Task: Scan the material below for the word "fails", then copy every line in which it appears.
(Provided data begins)
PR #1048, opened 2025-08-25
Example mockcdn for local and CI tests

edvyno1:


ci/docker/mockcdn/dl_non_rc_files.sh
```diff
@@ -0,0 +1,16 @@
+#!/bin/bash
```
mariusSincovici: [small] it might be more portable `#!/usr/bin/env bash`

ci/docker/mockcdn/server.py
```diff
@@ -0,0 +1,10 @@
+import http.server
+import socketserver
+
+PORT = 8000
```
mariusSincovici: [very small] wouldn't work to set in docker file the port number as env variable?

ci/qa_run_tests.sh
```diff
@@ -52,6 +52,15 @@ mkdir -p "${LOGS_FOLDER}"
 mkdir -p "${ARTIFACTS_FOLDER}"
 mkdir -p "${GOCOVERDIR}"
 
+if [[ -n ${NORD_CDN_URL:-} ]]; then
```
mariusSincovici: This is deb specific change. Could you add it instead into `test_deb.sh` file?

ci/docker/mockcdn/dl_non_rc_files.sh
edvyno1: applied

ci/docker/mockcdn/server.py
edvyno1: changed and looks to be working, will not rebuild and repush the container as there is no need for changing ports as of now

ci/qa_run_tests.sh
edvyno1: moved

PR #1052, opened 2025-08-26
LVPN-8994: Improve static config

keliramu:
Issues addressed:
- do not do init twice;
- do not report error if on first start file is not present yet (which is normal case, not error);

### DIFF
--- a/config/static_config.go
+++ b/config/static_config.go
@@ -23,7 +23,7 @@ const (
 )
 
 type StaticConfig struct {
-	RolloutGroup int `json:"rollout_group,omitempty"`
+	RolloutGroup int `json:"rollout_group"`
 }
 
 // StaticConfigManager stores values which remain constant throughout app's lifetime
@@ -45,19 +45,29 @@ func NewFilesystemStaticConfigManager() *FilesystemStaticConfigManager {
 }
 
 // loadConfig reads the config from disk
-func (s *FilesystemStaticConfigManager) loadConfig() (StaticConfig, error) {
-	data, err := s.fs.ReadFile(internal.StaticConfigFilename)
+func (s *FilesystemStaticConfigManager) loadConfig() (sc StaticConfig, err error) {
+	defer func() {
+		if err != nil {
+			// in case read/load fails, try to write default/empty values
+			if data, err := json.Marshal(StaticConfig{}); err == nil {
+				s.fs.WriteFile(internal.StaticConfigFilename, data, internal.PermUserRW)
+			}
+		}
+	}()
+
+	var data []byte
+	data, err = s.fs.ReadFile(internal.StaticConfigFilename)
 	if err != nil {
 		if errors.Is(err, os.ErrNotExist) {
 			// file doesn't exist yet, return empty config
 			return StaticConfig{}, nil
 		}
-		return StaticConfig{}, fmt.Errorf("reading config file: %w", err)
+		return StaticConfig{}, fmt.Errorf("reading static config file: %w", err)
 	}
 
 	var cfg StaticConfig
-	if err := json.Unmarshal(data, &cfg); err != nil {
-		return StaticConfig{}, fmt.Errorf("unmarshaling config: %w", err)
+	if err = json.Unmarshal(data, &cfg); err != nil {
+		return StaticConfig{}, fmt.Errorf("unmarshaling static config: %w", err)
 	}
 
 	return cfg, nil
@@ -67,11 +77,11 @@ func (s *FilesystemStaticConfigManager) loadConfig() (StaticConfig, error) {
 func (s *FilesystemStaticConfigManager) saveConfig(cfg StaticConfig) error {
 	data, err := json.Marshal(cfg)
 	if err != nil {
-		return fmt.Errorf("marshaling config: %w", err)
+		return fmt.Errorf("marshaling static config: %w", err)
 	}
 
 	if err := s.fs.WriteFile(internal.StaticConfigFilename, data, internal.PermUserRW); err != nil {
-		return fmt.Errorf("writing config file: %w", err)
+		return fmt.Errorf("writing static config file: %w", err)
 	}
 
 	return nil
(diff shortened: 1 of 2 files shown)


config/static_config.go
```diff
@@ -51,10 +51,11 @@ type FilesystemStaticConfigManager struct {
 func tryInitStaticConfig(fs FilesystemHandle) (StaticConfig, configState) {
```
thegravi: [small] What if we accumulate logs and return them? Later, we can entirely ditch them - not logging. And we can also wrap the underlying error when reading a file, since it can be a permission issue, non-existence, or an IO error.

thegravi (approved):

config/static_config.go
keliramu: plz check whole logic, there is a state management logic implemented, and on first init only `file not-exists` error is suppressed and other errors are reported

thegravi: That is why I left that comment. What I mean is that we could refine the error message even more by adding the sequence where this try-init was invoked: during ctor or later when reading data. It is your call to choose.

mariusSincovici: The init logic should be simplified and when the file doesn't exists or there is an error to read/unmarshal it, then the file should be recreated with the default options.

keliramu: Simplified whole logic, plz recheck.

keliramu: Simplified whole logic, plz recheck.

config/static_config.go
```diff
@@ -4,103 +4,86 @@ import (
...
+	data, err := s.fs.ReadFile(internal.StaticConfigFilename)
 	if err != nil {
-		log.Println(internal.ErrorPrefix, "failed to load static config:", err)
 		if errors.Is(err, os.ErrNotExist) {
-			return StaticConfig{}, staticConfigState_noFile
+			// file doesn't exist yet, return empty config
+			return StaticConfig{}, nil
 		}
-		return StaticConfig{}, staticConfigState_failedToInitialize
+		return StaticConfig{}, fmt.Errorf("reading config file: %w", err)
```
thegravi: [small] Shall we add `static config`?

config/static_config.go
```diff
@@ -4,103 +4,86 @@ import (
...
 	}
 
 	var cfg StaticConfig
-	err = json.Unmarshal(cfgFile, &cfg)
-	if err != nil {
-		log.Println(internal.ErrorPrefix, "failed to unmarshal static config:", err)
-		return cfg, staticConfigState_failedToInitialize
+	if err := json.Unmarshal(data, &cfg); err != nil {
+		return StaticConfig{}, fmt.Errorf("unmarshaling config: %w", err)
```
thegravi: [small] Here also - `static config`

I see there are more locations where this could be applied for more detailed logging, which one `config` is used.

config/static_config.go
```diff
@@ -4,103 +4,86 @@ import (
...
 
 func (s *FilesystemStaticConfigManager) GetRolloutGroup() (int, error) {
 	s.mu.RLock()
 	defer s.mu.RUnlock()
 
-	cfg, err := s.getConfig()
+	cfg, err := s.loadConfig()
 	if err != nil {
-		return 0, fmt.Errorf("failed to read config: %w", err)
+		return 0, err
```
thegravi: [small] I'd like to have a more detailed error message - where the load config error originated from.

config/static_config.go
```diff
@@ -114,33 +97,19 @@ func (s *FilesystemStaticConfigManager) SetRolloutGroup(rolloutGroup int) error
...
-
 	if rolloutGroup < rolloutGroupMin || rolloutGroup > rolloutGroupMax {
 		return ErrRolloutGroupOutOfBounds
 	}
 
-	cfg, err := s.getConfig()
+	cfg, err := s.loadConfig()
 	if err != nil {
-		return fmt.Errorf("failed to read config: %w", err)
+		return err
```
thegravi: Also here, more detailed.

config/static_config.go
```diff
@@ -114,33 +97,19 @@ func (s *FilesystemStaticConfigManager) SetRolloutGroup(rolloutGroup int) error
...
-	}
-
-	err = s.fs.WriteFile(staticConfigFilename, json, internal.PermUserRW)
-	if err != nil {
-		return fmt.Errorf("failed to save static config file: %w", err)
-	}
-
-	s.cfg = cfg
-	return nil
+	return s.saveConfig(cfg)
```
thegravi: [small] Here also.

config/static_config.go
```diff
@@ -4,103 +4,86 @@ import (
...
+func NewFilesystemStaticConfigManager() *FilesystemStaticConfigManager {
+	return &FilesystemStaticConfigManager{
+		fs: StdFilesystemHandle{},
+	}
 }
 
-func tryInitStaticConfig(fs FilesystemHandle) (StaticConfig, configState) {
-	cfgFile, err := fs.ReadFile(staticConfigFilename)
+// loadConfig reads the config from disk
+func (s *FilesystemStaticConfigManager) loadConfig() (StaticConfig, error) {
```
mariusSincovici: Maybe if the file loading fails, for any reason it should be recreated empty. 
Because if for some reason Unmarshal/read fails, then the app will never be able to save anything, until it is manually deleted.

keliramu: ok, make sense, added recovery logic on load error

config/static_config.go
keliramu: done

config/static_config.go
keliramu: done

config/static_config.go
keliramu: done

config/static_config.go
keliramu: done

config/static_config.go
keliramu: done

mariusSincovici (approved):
(Provided data ends)
Response to this task:
+			// in case read/load fails, try to write default/empty values
mariusSincovici: Maybe if the file loading fails, for any reason it should be recreated empty. 
Because if for some reason Unmarshal/read fails, then the app will never be able to save anything, until it is manually deleted.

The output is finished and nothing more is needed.